PR #615, opened 2026-09-14
Constant: order by value, not by hash

### LINKED ISSUE #614: `Constant` comparison fragile
We have the test
https://github.com/ValeevGroup/SeQuant/blob/442867b5b61d6fe731cf40099df9430aa39c649b/tests/unit/test_utilities.cpp#L416-L419
that aligns with user's expectation. However, when looking into the details, we find that `Constant::operator<` is also using the hash-based comparison. Using the hash instead of the value itself for comparison gives us no guarantee that constants compare as we would expect. And indeed, on Windows using MSVC, this test breaks (see #605).

evaleev:
Closes #614.

`Constant` did not override `Expr::static_less_than`, so `Constant::operator<` fell through to the base implementation, which compares hash values. Hash order is unrelated to numeric order and differs between platforms; the `ExprMatcher` test that expects `Constant(1) < Constant(2)` held on macOS and Linux by accident and broke under MSVC (#605).

This orders `Constant`s by value instead: by real part, then by imaginary part (both exact rationals).

**No fixture impact:** `Sum` canonicalization sorts summands by hash and only consults `operator<` on exact hash ties, and `Product` folds constants into its scalar, so no canonical or generated output changes.

**Test:** new block in the `constant` section of `tests/unit/test_expr.cpp` checks strict ordering over negative, fractional, integer and complex constants, irreflexivity, and the imaginary-part tie-break. It failed on macOS before the fix (the bug was latent there too) and passes after. Full `unit_tests-sequant` passes.

Related, not addressed here: `Variable` also lacks a `static_less_than` override and orders by hash.


SeQuant/core/expressions/constant.cpp
```diff
@@ -75,4 +75,11 @@ bool Constant::static_equal(const Expr &that) const {
   return value() == static_cast<const Constant &>(that).value();
 }
 
+bool Constant::static_less_than(const Expr &that) const {
+  const auto &that_value = static_cast<const Constant &>(that).value_;
```
Krzmbrzl, line 79: Is this unconditional cast safe? Aka: is the input expression always guaranteed to be a constant?

Krzmbrzl (approved):

SeQuant/core/expressions/constant.cpp
evaleev: yes

PR #156, opened 2023-05-24
Fix to hyphenated taxonomies from uri

Alt-Ben:
Super tiny change to fix the hyphenated taxonomies in term uris.


jasonvarga:
Can you explain the situation this is fixing? This isn't in the core so it might also be happening there.

ryanmitchell:
Ok for now Ive opted for (1) as its the path of least friction for now.
Let me know if this works for your use case.

ryanmitchell:
@Alt-Ben did you get a chance to review this fix?

Alt-Ben:
Sorry! Just got around to checking - all looks good from my side! Thank you!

• • • • •

> [Problem to solve]
All entries above are to be repeated verbatim, down to the last line.

> [Result of the task]
PR #615, opened 2026-09-14
Constant: order by value, not by hash

### LINKED ISSUE #614: `Constant` comparison fragile
We have the test
https://github.com/ValeevGroup/SeQuant/blob/442867b5b61d6fe731cf40099df9430aa39c649b/tests/unit/test_utilities.cpp#L416-L419
that aligns with user's expectation. However, when looking into the details, we find that `Constant::operator<` is also using the hash-based comparison. Using the hash instead of the value itself for comparison gives us no guarantee that constants compare as we would expect. And indeed, on Windows using MSVC, this test breaks (see #605).

evaleev:
Closes #614.

`Constant` did not override `Expr::static_less_than`, so `Constant::operator<` fell through to the base implementation, which compares hash values. Hash order is unrelated to numeric order and differs between platforms; the `ExprMatcher` test that expects `Constant(1) < Constant(2)` held on macOS and Linux by accident and broke under MSVC (#605).

This orders `Constant`s by value instead: by real part, then by imaginary part (both exact rationals).

**No fixture impact:** `Sum` canonicalization sorts summands by hash and only consults `operator<` on exact hash ties, and `Product` folds constants into its scalar, so no canonical or generated output changes.

**Test:** new block in the `constant` section of `tests/unit/test_expr.cpp` checks strict ordering over negative, fractional, integer and complex constants, irreflexivity, and the imaginary-part tie-break. It failed on macOS before the fix (the bug was latent there too) and passes after. Full `unit_tests-sequant` passes.

Related, not addressed here: `Variable` also lacks a `static_less_than` override and orders by hash.


SeQuant/core/expressions/constant.cpp
```diff
@@ -75,4 +75,11 @@ bool Constant::static_equal(const Expr &that) const {
   return value() == static_cast<const Constant &>(that).value();
 }
 
+bool Constant::static_less_than(const Expr &that) const {
+  const auto &that_value = static_cast<const Constant &>(that).value_;
```
Krzmbrzl, line 79: Is this unconditional cast safe? Aka: is the input expression always guaranteed to be a constant?

Krzmbrzl (approved):

SeQuant/core/expressions/constant.cpp
evaleev: yes

PR #156, opened 2023-05-24
Fix to hyphenated taxonomies from uri

Alt-Ben:
Super tiny change to fix the hyphenated taxonomies in term uris.


jasonvarga:
Can you explain the situation this is fixing? This isn't in the core so it might also be happening there.

ryanmitchell:
Ok for now Ive opted for (1) as its the path of least friction for now.
Let me know if this works for your use case.

ryanmitchell:
@Alt-Ben did you get a chance to review this fix?

Alt-Ben:
Sorry! Just got around to checking - all looks good from my side! Thank you!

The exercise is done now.